Structural insights into the agonist selectivity of the adenosine A3 receptor

Abstract

Adenosine receptors play pivotal roles in physiological processes. Adenosine A₃ receptor (A₃R), the most recently identified adenosine receptor, is expressed in various tissues, exhibiting important roles in neuron, heart, and immune cells, and is often overexpressed in tumors, highlighting the therapeutic potential of A₃R-selective agents. Recently, we identified RNA-derived N⁶-methyladenosine (m⁶A) as an endogenous agonist for A₃R, suggesting the relationship between RNA-derived modified adenosine and A₃R. Despite extensive studies on the other adenosine receptors, the selectivity mechanism of A₃R, especially for A₃R-selective agonists such as m⁶A and namodenoson, remained elusive.
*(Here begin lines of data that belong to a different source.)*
Issue #12965, opened 2024-02-06
Action chaining not providing result


loureirodnl:
**Checklist**
- [x] I have searched budibase discussions and github issues to check if my issue already exists

- Cloud
  - Tenant ID: tdh.budibase.app

**Describe the bug**
Requesting result from a previous action is not working on newly created form blocks

**To Reproduce**
1. Create a form block
2. Add the following action at the end of the save button:
![image](https://github.com/Budibase/budibase/assets/132261713/a07c0fb9-31da-43a2-a60c-4b0146500050)

3. Go to preview and create a new record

Here, we identify tRNA-derived N⁶-isopentenyl adenosine (i⁶A) as an A₃R-selective ligand via screening of modified nucleosides against the adenosine receptors. Like m⁶A, i⁶A is found in the human body and may be an endogenous A₃R ligand. Our cryo-EM analyses elucidate the A₃R-G_i complexes bound to adenosine, 5'-N-ethylcarboxamidoadenosine (NECA), m⁶A, i⁶A, and namodenoson at overall resolutions of 3.27 Å (adenosine), 2.86 Å (NECA), 3.19 Å (m⁶A), 3.28 Å (i⁶A), and 3.20 Å (namodenoson), suggesting the selectivity and activation mechanism of A₃R. We further conduct structure-guided engineering of m⁶A-insensitive A₃R, which may aid future research targeting m⁶A and A₃R, providing a molecular basis for future drug discovery.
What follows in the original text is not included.